Because if its a why not question, its not science. If it doesn't fit the scientific method, its not science. It is, however, experimentation, which doesn't need a hypothesis.
Why not is not the question for science. The abstract science question in that case would be "How far can we go? With what can we get through? How would a Turing test go with this one?"
But it was not real intelligence... Anyways, SWEET!
It could successfully replace many other people who think that they are intelligent. So at least it is a worthy artificial self-deception.
The true mastery of AI would still be having a computer that is able to lie in a controlled way, as you need for proper strategy. I have yet never seen any AI that is capable of deceiving a human player, without having a human teaching it deception patterns in advance.
You're right, there is no difference. Both are man-made
Not really that... but rather that what we call intelligent, can be with different measures be simply stupid. And people we quickly mark as stupid, can often be actually very intelligent, but just not fitting into the scheme of intelligent people, as such people see themselves. It is very easy to make stupid errors, if you are too much used to defend stupidity as ingenuity.
As if you make your kid more intelligent if you only permit violin or piano as instruments, despite electric guitar or drums actually requiring a lot more mastery if you want to play in one league with the best. Classic music is actually one of the most uninspired fields of music, that only enforce stupid learning of standard patterns. Just like Jazz, but good Jazz at least tries to escape its curse. And if you would have the nerves to let your kid learn playing bag pipes, you would at least force it to learn something that requires a few months of training before you can actually try playing the first tunes on a real bag pipe.

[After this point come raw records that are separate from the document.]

PR #245, opened 2020-12-04
Load showdown.js dynamically, only when app documentation is actually opened

ianmcorvidae:
Small PR:

This is a somewhat large library that's only relevant in one very specific situation, when app documentation is loaded. This makes it so it's only loaded when needed.

### DIFF
--- a/src/components/apps/details/AppDoc.js
+++ b/src/components/apps/details/AppDoc.js
@@ -6,7 +6,6 @@
 import React, { useEffect, useState } from "react";
 import { useQuery, useMutation } from "react-query";
 import sanitizeHtml from "sanitize-html";
-import showdown from "showdown";
 import { useTranslation } from "i18n";
 
 import { build as buildDebugId } from "@cyverse-de/ui-lib";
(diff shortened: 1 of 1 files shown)


src/components/apps/details/AppDoc.js
```diff
@@ -77,13 +76,22 @@ function Documentation(props) {
         baseId,
     } = props;
 
+    const [htmlDocumentation, setHtmlDocumentation] = useState("");
```
ianmcorvidae, line 79: This starting state is pretty much my main question -- should we have something inforrmative here, or not worry about it?

src/components/apps/details/AppDoc.js
```diff
@@ -77,13 +76,22 @@ function Documentation(props) {
...
+            const showdown = (await import("showdown")).default;
+            const converter = new showdown.Converter();
+            converter.setFlavor("github");
+            setHtmlDocumentation(
+                sanitizeHtml(converter.makeHtml(documentation))
+            );
+        };
+
+        regenerateMarkdown(documentation);
+    }, [documentation]);
```
sri2k1us, line 94: 👍

src/components/apps/details/AppDoc.js
sri2k1us: I wouldn't worry too much about it give the doc end-point responds really fast.

sri2k1us (approved):
LGTM :shipit:

ash3rz (approved):
LGTM :shipit:

ianmcorvidae:
Thanks for the reviews! I'll go ahead and merge this one and then go about fixing the other one later today.

PR #246, opened 2020-12-04
CyVerseAppBar optimization

ianmcorvidae:
Because I constantly find myself trying to get our first-load JS down (nextjs wants it to ideally be below 130k -- this PR takes it from 284 to 251), I spent some time working on the shared-by-everything CyVerseAppBar code. I'll leave some comments in the code to highlight particular changes.


src/components/layout/CyVerseAppBar.js
```diff
@@ -61,6 +63,9 @@ import SupervisorAccountIcon from "@material-ui/icons/SupervisorAccount";
 import LabelImportantIcon from "@material-ui/icons/LabelImportant";
 import UserMenu from "./UserMenu";
 
+// hidden in xsDown
+const GlobalSearchField = dynamic(() => import("../search/GlobalSearchField"));
```
ianmcorvidae, line 67: Just a few kb, but this isn't used on mobile at all.

src/components/layout/CyVerseAppBar.js
```diff
@@ -211,6 +216,52 @@ const BagMenu = () => {
     return <Bag menuIconClass={classes.menuIcon} />;
 };
 
+const DrawerItem = (props) => {
```
ianmcorvidae, line 219: Splitting this out doesn't help the load size, but it did help my sanity a bit. I hope others agree this is nicer. I didn't do anything with the admin drawer yet, because it uses a different pattern to some degree.

src/components/layout/CyVerseAppBar.js
```diff
@@ -352,10 +404,7 @@ function CyverseAppBar(props) {
     const onUserMenuClose = () => {
         setAnchorEl(null);
     };
-    const handleSearchClick = (event) => {
-        router.push("/" + NavigationConstants.SEARCH);
-        toggleDrawer(false);
-    };
```
ianmcorvidae, line 358: Rendered irrelevant by the DrawerItem code -- _unless_ I've misunderstood something and there's a reason we specifically need the `router.push` first here, vs. the other ones that all have `toggleDrawer` first.

src/components/layout/CyVerseAppBar.js
```diff
@@ -603,7 +576,7 @@ function CyverseAppBar(props) {
                 })}
             >
                 <Toolbar>
-                    <Hidden only={["sm", "md", "lg", "xl"]}>
+                    <Hidden smUp>
```
ianmcorvidae, line 579: This and similar is so we're using the same names for things throughout -- in this file, we only use `smUp` and `xsDown`, but we were writing those four ways (those two, plus the versions using the `only` prop). So, just minor consistency, but anyway.

src/components/layout/CyVerseAppBar.js
```diff
@@ -642,104 +613,81 @@ function CyverseAppBar(props) {
...
+                </Hidden>
+                <Divider />
+                {drawerItems}
+                {(!isXsDown || open) && adminUser && (
+                    <>
+                        <Divider />
+                        {adminDrawerItems}
+                    </>
+                )}
+            </Drawer>
```
ianmcorvidae, line 690: This whole thing is basically reorganizing: in both setups, we have a drawer with various props, some conditional stuff at the top depending on the screen size, then the main drawer items, then the admin drawer (with slightly different conditions due to the different drawer types). This helps the code size some since we're sharing more, and I think it also makes the shared vs. differing code more obvious -- and if I understand React properly, this should mean less DOM manipulation too. As an additional bonus, having more things outside of `Hidden` components means that more can be server-side rendered.

src/components/sharing/constants.js
```diff
@@ -0,0 +1,10 @@
+/**
+ * These are the keys to each permission-lister response object and correspond
+ * to each type of resource that can be shared in Sonora
+ */
+export const TYPE = {
+    DATA: "paths",
+    APPS: "apps",
+    ANALYSES: "analyses",
+    TOOLS: "tools",
+};
```
ianmcorvidae, line 10: I separated these out into another file because this is the only part of the sharing utils namespace that the Bag component was using, but since it was in that file, it brought in the whole thing. Since Bag is also used by CyVerseAppBar, this saved a few kB.

src/components/layout/CyVerseAppBar.js
```diff
@@ -642,104 +613,81 @@ function CyverseAppBar(props) {
...
+                                onManageAccountClick={() =>
+                                    window.open(
+                                        constants.CYVERSE_USER_PORTAL,
+                                        "_blank"
+                                    )
+                                }
+                            />
+                        ) : (
+                            accountAvatar
+                        )}
```
ianmcorvidae, line 679: This makes it so the mobile view works when logged-out, by showing a plain account avatar. Open to suggestions if there's something better here, but it seems not too bad to me at least.

sri2k1us (commented):
Looks reasonable to me but when I ran this PR locally I found 
image

Is this change expected ? If so I would just show the top level `Admin` Icon and leave out the the sub-items arrows. We could simply link it to a `/admin` page which will  list / link to all admin sub pages.

Also I just merged #230 so there I anticipate some nasty merge conflicts 😖.

ianmcorvidae:
That's an odd bug, I'll look into it (and the merge conflicts, of course)

src/components/layout/CyVerseAppBar.js
```diff
@@ -642,104 +613,81 @@ function CyverseAppBar(props) {
...
-                            <Divider />
-                            {adminDrawerItems}
-                        </>
-                    )}
-                </Drawer>
-            </Hidden>
+                </Hidden>
+                <Divider />
+                {drawerItems}
+                {(!isXsDown || open) && adminUser && (
```
ianmcorvidae, line 684: I realize this line is probably why those admin items are showing up where they shouldn't, heh.

ianmcorvidae:
I've updated the PR with both merging in master and fixing things, and fixing the backwards conditional I had. I think things are working/good. The first load JS shared by all is now 282kB, compared to master at 315kB. I'm going to see if I can't bring that back down into the range I had gotten before ~250kB, probably by lazy-loading the react-joyride code.

src/components/layout/CyVerseAppBar.js
```diff
@@ -69,6 +68,9 @@ import UserMenu from "./UserMenu";
 // hidden in xsDown
 const GlobalSearchField = dynamic(() => import("../search/GlobalSearchField"));
 
+// only new users
+const Joyride = dynamic(() => import("react-joyride"));
```
ianmcorvidae, line 72: Looks like next is smart enough to understand importing react-joyride twice, both dynamically, and only making one chunk/loading once. So that's cool.

ianmcorvidae:
I'm about to head out to an appointment, so I'll merge this after that unless it's too late in the day for me to feel comfortable doing so (review still welcome, as always)

ash3rz (approved):
Really nice refactors ✨ 
LGTM :shipit: Checked it out locally as well and didn't spot anything

src/components/layout/CyVerseAppBar.js
```diff
@@ -432,137 +501,70 @@ function CyverseAppBar(props) {
...
-                                fontSize="large"
-                            />
-                        </ListItemIcon>
-                        {open && <ListItemText>{t("search")}</ListItemText>}
-                    </ListItem>
-                </Tooltip>
+            <DrawerItem
+                title={t("dashboard")}
+                id={ids.DASHBOARD_MI}
+                image={"/dashboard_selected.png"}
```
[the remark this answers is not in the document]
ianmcorvidae: Haha, fair enough. I always felt like react would complain at me at the weirdest times so I got in the habit of always putting brackets, but it is indeed cleaner not to.

I wish prettier just managed it for us though, lol

ianmcorvidae:
Thanks for the reviews! I know it's past 5 on a Friday, but I think I'm gonna go ahead and merge this anyway.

Maybe that is another good way to define intelligence: Being able to think out of the box. A poor AI can maybe learn, but not learn to go beyond what its programmer taught it in advance. A good AI would not limit itself to its program, but rather "invent" new rules for it, reorganize itself and adapt to become better, and also learn to try something that is not directly leading to the result for the sake of having more options.
But this would also mean that we would have to accept failed AIs, which drew the wrong conclusions and optimized themselves to the wrong world... despite having worked properly for decades.